#### THE PROBLEM:
Give back the records in full, with every line exactly as it was.

#### RECORDS FOR PROCESSING:

PR #459, opened 2021-07-10
(Co)cartesian category instances from (co)products

### LINKED ISSUE #449: Products and sums of morphisms in FinSet
A natural construction to make is the product of morphisms `f:A->B` and `g:C->D`, obtaining `f x g: A x C -> B x D`. This can be done by using `proj1` and `proj2` on the product of the domains, composing these with `f` and `g` respectively, then finally using the `pair` function.

epatters:
Resolves #449 in a generic way.


epatters:
It just occurred to me that I should use this for the category of acsets too, but I'll do that later.

Issue #455, opened 2021-07-09
`@acset` macro doesn't work with variables that aren't compile time constants


jpfairbanks:
I thought this would work but it doesn't. It is kind of obvious why it doesn't work now that I understand it. 

MWE:
```julia
# This works
n = 10
@acset Graph begin
       V = n
       E = n
       src = n
       tgt = 1:n
end

# but this throws a Variable Not Defined error on n
function star(n)
  @acset Graph begin
     V = n
     E = n
     src = n
     tgt = 1:n
   end
end
```

The variables used in the `@acset` macro are resolved at macro expansion time and not function call time. So you can use variables that already are bound like compile time constants or scripting variables in your acset defintion, but this doesn't extend to local variables that don't have definitions yet. 

Should we add a feature to the acset macro like

```julia
@acset star(n::Int)::Graph begin
     V = n
     E = n
     src = n
     tgt = 1:n
   end
end
```

would make sense to me. Then the argument variables wouldn't get evaluated until the star function was called?

epatters:
Currently we have

```julia
julia> @macroexpand(@acset Graph begin
              V = n
              E = n
              src = n
              tgt = 1:n
       end)
:(eval(Catlab.CSetDataStructures.init_acset(Graph, $(Expr(:copyast, :($(QuoteNode(quote
    #= REPL[3]:2 =#
    V = n
    #= REPL[3]:3 =#
    E = n
    #= REPL[3]:4 =#
    src = n
    #= REPL[3]:5 =#
    tgt = 1:n
end))))))))
```

but I would expect the macro call to expand to something like

```julia
let X = Graph()
  add_parts!(X, :V, n)
  add_parts!(X, :E, n)
  set_subpart!(X, :, :src, n)
  sut_subpart!(X, :, :tgt, 1:n)
  X
end
```

Then there would be no `eval` and hence it wouldn't matter what the scope of `n` is, right?

epatters:
Actually, why not just have macro expand to

```julia
make_acset(Graph; V = n, E = n, src = n, tgt = 1:n)
```

where `make_acset` is some helper function? Why are we generating code that calls `eval`?

jpfairbanks:
That would be much better

PR #463, opened 2021-07-12
@acset macro fix for runtime values

olynch:
Addresses #455


epatters (changes requested):
Thanks Owen, this looks good, but the tests are still failing. Also it looks like an indent width of 4 has crept into a few places.

epatters (approved):
Great, thanks!

PR #465, opened 2021-07-14
Generic interface for pushout complements

epatters:
This PR

- defines a generic interface for pushout complements (`pushout_complement` and `can_pushout_complement`)
- extracts an implementation of pushout complements in FinSet from pushout complements in C-Set
- refactors the latter to use the former


epatters:
@kris-brown, I've done some refactoring around pushout complements. The `DPO` module is now rather small but that's where the structured multicospan rewriting will eventually go :)

kris-brown (approved):

PR #466, opened 2021-07-15
Simplify implementation of @present macro

olynch:
This is refactored out of the struct acsets branch.

### DIFF
--- a/src/core/Present.jl
+++ b/src/core/Present.jl
@@ -12,7 +12,6 @@ export @present, Presentation, generator, generators, generator_index,
   has_generator, equations, add_generator!, add_generators!, add_definition!, add_equation!
 
 using Base.Meta: ParseError
-using Compat
 using MLStyle: @match
 
 using ..Meta, ..Syntax
@@ -205,7 +204,7 @@ end
 macro present(head, body)
   name, pres = @match head begin
     Expr(:call, name::Symbol, syntax_name::Symbol) =>
-      (name, :($(esc(:Presentation))($(esc(syntax_name)))))
+      (name, :($(GlobalRef(Present, :Presentation))($(esc(syntax_name)))))
     Expr(:(<:), name::Symbol, parent::Symbol) => (name,:(copy($(esc(parent)))))
     _ => throw(ParseError("Ill-formed presentation header $head"))
   end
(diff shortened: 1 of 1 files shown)


src/core/Present.jl
```diff
@@ -120,94 +120,98 @@ end
...
-""" Define a presentation using a convenient syntax.
+""" Shorthand for contructing a term in the presentation
 """
-macro present(head, body)
-  name, pres = @match head begin
-    Expr(:call, name::Symbol, syntax_name::Symbol) =>
-      (name, :($(module_ref(:Presentation))($syntax_name)))
-    Expr(:(<:), name::Symbol, parent::Symbol) => (name, :(copy($parent)))
-    _ => throw(ParseError("Ill-formed presentation header $head"))
+function (pres::Presentation)(e::Symbol)
```
epatters, line 125: Let's make this a function with a name rather than making presentation objects callable.

src/core/Present.jl
```diff
@@ -120,94 +120,98 @@ end
...
 
-""" Translate declaration of a generator.
+""" Create and add multiple generators
 """
-function translate_generator(name::Union{Symbol,Nothing}, type_expr)::Expr
-  type_name, args = @match type_expr begin
-    name::Symbol => (name, [])
-    Expr(:call, name::Symbol, args...) => (name, args)
-    _ => throw(ParseError("Ill-formed type expression $type_expr"))
+function add_generators!(pres::Presentation, names::Vector,
```
epatters, line 155: Do we want to overload `add_generator(s)!` with these extra methods? I feel like this is an implementation detail of the `@present` macro and should not be exposed to the user through these generic functions.

src/core/Present.jl
```diff
@@ -120,94 +120,98 @@ end
...
 
-""" Translate definition of generator in terms of other generators.
-"""
-function translate_definition(name::Symbol, def_expr)::Expr
-  Expr(:call, module_ref(:add_definition!), :_presentation,
-       QuoteNode(name), translate_expr(def_expr))
+# Presentation Definition
+#########################
+
+function add_to_presentation(pres, block)
```
epatters, line 165: Function name should end with `!`.

epatters (commented):
Thanks Owen!

src/core/Present.jl
olynch: Actually, it shouldn't mutate! I have no idea why this did mess *everything* up by mutating old presentations...

epatters (approved):

PR #467, opened 2021-07-20
Algebra of sub-C-sets of a C-set

epatters:
This PR defines a generic interface for subobjects in a category and implements the major operations for sub-C-sets: meet, join, top, bottom, implies, negate, subtract, and non.


epatters:
The core functions and tests are written but I may add some special applications to graphs and/or a vignette with graphical examples.

epatters:
Merging so that @cbw124 can start working on this stuff!

PR #881, opened 2024-01-11
Adding missing `compose` and `id` methods for pointed set schemas

KevinArlin:
Just needed to expand a signature for the method of `id` relevant to attrtypes to make sure everything in a category presented by a schema with zero maps still has an identity morphism.


epatters (approved):
Thanks! I'll merge once the tests pass.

#### EXPECTED OUTPUT:
PR #459, opened 2021-07-10
(Co)cartesian category instances from (co)products

### LINKED ISSUE #449: Products and sums of morphisms in FinSet
A natural construction to make is the product of morphisms `f:A->B` and `g:C->D`, obtaining `f x g: A x C -> B x D`. This can be done by using `proj1` and `proj2` on the product of the domains, composing these with `f` and `g` respectively, then finally using the `pair` function.

epatters:
Resolves #449 in a generic way.


epatters:
It just occurred to me that I should use this for the category of acsets too, but I'll do that later.

Issue #455, opened 2021-07-09
`@acset` macro doesn't work with variables that aren't compile time constants


jpfairbanks:
I thought this would work but it doesn't. It is kind of obvious why it doesn't work now that I understand it. 

MWE:
```julia
# This works
n = 10
@acset Graph begin
       V = n
       E = n
       src = n
       tgt = 1:n
end

# but this throws a Variable Not Defined error on n
function star(n)
  @acset Graph begin
     V = n
     E = n
     src = n
     tgt = 1:n
   end
end
```

The variables used in the `@acset` macro are resolved at macro expansion time and not function call time. So you can use variables that already are bound like compile time constants or scripting variables in your acset defintion, but this doesn't extend to local variables that don't have definitions yet. 

Should we add a feature to the acset macro like

```julia
@acset star(n::Int)::Graph begin
     V = n
     E = n
     src = n
     tgt = 1:n
   end
end
```

would make sense to me. Then the argument variables wouldn't get evaluated until the star function was called?

epatters:
Currently we have

```julia
julia> @macroexpand(@acset Graph begin
              V = n
              E = n
              src = n
              tgt = 1:n
       end)
:(eval(Catlab.CSetDataStructures.init_acset(Graph, $(Expr(:copyast, :($(QuoteNode(quote
    #= REPL[3]:2 =#
    V = n
    #= REPL[3]:3 =#
    E = n
    #= REPL[3]:4 =#
    src = n
    #= REPL[3]:5 =#
    tgt = 1:n
end))))))))
```

but I would expect the macro call to expand to something like

```julia
let X = Graph()
  add_parts!(X, :V, n)
  add_parts!(X, :E, n)
  set_subpart!(X, :, :src, n)
  sut_subpart!(X, :, :tgt, 1:n)
  X
end
```

Then there would be no `eval` and hence it wouldn't matter what the scope of `n` is, right?

epatters:
Actually, why not just have macro expand to

```julia
make_acset(Graph; V = n, E = n, src = n, tgt = 1:n)
```

where `make_acset` is some helper function? Why are we generating code that calls `eval`?

jpfairbanks:
That would be much better

PR #463, opened 2021-07-12
@acset macro fix for runtime values

olynch:
Addresses #455


epatters (changes requested):
Thanks Owen, this looks good, but the tests are still failing. Also it looks like an indent width of 4 has crept into a few places.

epatters (approved):
Great, thanks!

PR #465, opened 2021-07-14
Generic interface for pushout complements

epatters:
This PR

- defines a generic interface for pushout complements (`pushout_complement` and `can_pushout_complement`)
- extracts an implementation of pushout complements in FinSet from pushout complements in C-Set
- refactors the latter to use the former


epatters:
@kris-brown, I've done some refactoring around pushout complements. The `DPO` module is now rather small but that's where the structured multicospan rewriting will eventually go :)

kris-brown (approved):

PR #466, opened 2021-07-15
Simplify implementation of @present macro

olynch:
This is refactored out of the struct acsets branch.

### DIFF
--- a/src/core/Present.jl
+++ b/src/core/Present.jl
@@ -12,7 +12,6 @@ export @present, Presentation, generator, generators, generator_index,
   has_generator, equations, add_generator!, add_generators!, add_definition!, add_equation!
 
 using Base.Meta: ParseError
-using Compat
 using MLStyle: @match
 
 using ..Meta, ..Syntax
@@ -205,7 +204,7 @@ end
 macro present(head, body)
   name, pres = @match head begin
     Expr(:call, name::Symbol, syntax_name::Symbol) =>
-      (name, :($(esc(:Presentation))($(esc(syntax_name)))))
+      (name, :($(GlobalRef(Present, :Presentation))($(esc(syntax_name)))))
     Expr(:(<:), name::Symbol, parent::Symbol) => (name,:(copy($(esc(parent)))))
     _ => throw(ParseError("Ill-formed presentation header $head"))
   end
(diff shortened: 1 of 1 files shown)


src/core/Present.jl
```diff
@@ -120,94 +120,98 @@ end
...
-""" Define a presentation using a convenient syntax.
+""" Shorthand for contructing a term in the presentation
 """
-macro present(head, body)
-  name, pres = @match head begin
-    Expr(:call, name::Symbol, syntax_name::Symbol) =>
-      (name, :($(module_ref(:Presentation))($syntax_name)))
-    Expr(:(<:), name::Symbol, parent::Symbol) => (name, :(copy($parent)))
-    _ => throw(ParseError("Ill-formed presentation header $head"))
+function (pres::Presentation)(e::Symbol)
```
epatters, line 125: Let's make this a function with a name rather than making presentation objects callable.

src/core/Present.jl
```diff
@@ -120,94 +120,98 @@ end
...
 
-""" Translate declaration of a generator.
+""" Create and add multiple generators
 """
-function translate_generator(name::Union{Symbol,Nothing}, type_expr)::Expr
-  type_name, args = @match type_expr begin
-    name::Symbol => (name, [])
-    Expr(:call, name::Symbol, args...) => (name, args)
-    _ => throw(ParseError("Ill-formed type expression $type_expr"))
+function add_generators!(pres::Presentation, names::Vector,
```
epatters, line 155: Do we want to overload `add_generator(s)!` with these extra methods? I feel like this is an implementation detail of the `@present` macro and should not be exposed to the user through these generic functions.

src/core/Present.jl
```diff
@@ -120,94 +120,98 @@ end
...
 
-""" Translate definition of generator in terms of other generators.
-"""
-function translate_definition(name::Symbol, def_expr)::Expr
-  Expr(:call, module_ref(:add_definition!), :_presentation,
-       QuoteNode(name), translate_expr(def_expr))
+# Presentation Definition
+#########################
+
+function add_to_presentation(pres, block)
```
epatters, line 165: Function name should end with `!`.

epatters (commented):
Thanks Owen!

src/core/Present.jl
olynch: Actually, it shouldn't mutate! I have no idea why this did mess *everything* up by mutating old presentations...

epatters (approved):

PR #467, opened 2021-07-20
Algebra of sub-C-sets of a C-set

epatters:
This PR defines a generic interface for subobjects in a category and implements the major operations for sub-C-sets: meet, join, top, bottom, implies, negate, subtract, and non.


epatters:
The core functions and tests are written but I may add some special applications to graphs and/or a vignette with graphical examples.

epatters:
Merging so that @cbw124 can start working on this stuff!

PR #881, opened 2024-01-11
Adding missing `compose` and `id` methods for pointed set schemas

KevinArlin:
Just needed to expand a signature for the method of `id` relevant to attrtypes to make sure everything in a category presented by a schema with zero maps still has an identity morphism.


epatters (approved):
Thanks! I'll merge once the tests pass.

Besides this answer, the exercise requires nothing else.